Copy every line of the records below that holds the word "should".

Start of Block

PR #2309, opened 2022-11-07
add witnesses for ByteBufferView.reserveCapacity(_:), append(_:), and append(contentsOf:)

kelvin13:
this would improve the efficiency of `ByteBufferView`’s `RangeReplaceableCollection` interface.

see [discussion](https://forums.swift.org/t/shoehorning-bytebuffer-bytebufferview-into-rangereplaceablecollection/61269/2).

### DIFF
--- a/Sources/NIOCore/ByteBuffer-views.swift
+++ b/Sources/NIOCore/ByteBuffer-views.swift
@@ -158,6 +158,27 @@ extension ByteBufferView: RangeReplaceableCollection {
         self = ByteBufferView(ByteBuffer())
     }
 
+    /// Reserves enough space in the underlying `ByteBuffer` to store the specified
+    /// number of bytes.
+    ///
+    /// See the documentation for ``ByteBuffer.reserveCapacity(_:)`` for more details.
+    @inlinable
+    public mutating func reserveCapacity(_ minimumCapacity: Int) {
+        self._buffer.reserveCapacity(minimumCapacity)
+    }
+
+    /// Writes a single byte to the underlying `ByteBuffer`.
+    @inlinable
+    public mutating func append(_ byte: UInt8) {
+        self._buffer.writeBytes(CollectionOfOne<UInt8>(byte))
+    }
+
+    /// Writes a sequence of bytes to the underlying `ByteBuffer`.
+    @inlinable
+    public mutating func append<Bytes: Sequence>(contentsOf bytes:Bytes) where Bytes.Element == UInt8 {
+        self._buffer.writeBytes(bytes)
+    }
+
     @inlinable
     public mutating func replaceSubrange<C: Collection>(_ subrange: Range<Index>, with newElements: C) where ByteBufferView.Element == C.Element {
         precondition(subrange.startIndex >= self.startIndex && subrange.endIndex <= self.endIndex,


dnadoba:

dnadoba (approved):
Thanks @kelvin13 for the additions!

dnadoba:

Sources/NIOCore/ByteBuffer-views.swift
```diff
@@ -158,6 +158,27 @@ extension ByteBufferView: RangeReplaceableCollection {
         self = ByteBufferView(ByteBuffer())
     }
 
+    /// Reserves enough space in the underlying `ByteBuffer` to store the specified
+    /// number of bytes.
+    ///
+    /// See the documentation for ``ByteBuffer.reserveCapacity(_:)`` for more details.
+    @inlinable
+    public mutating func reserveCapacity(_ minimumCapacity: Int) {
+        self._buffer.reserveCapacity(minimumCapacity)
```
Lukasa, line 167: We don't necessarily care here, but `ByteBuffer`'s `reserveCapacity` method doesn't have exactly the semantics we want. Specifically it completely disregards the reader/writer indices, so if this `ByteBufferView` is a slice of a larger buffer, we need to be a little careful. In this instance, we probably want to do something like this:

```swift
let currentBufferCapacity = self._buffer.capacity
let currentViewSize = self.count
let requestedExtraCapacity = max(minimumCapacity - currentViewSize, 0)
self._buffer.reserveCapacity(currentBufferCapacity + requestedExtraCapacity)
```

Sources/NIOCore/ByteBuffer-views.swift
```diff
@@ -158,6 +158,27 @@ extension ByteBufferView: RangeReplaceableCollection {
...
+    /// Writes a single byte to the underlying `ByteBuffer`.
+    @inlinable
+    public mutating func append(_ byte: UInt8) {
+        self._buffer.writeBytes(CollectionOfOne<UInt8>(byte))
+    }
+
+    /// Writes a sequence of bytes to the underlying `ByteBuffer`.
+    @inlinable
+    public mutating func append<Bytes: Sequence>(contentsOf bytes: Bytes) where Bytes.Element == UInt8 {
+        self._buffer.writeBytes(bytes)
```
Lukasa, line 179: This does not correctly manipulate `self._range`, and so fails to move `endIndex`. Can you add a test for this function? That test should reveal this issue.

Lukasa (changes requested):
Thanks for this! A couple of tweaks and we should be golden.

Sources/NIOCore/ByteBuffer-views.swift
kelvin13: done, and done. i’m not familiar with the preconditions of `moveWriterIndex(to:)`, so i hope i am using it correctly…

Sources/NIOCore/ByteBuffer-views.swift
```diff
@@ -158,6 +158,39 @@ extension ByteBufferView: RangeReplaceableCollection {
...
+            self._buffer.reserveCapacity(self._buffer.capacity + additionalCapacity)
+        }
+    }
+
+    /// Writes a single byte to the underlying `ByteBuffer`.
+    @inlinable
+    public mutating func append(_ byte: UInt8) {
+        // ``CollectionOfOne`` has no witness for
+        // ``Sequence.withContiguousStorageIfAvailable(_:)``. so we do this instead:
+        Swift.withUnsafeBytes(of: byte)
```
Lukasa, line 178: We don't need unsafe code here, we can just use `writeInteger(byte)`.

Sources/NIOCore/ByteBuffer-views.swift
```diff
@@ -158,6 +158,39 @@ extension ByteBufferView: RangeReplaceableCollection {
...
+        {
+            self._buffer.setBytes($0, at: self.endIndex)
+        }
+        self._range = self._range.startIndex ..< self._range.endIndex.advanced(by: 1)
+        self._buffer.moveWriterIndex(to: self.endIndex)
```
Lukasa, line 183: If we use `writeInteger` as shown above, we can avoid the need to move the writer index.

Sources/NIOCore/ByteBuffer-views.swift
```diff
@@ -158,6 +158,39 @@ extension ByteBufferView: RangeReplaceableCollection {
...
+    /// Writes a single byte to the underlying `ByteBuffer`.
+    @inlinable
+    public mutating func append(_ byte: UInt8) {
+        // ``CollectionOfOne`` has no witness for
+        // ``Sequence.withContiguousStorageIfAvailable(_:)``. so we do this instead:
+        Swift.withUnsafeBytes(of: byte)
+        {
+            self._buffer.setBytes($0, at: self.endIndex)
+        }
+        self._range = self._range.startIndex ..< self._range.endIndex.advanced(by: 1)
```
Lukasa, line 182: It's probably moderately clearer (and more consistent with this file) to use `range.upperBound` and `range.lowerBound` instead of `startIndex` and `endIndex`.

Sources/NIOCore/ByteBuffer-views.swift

End of Block

» Answer section:
Lukasa, line 179: This does not correctly manipulate `self._range`, and so fails to move `endIndex`. Can you add a test for this function? That test should reveal this issue.
Thanks for this! A couple of tweaks and we should be golden.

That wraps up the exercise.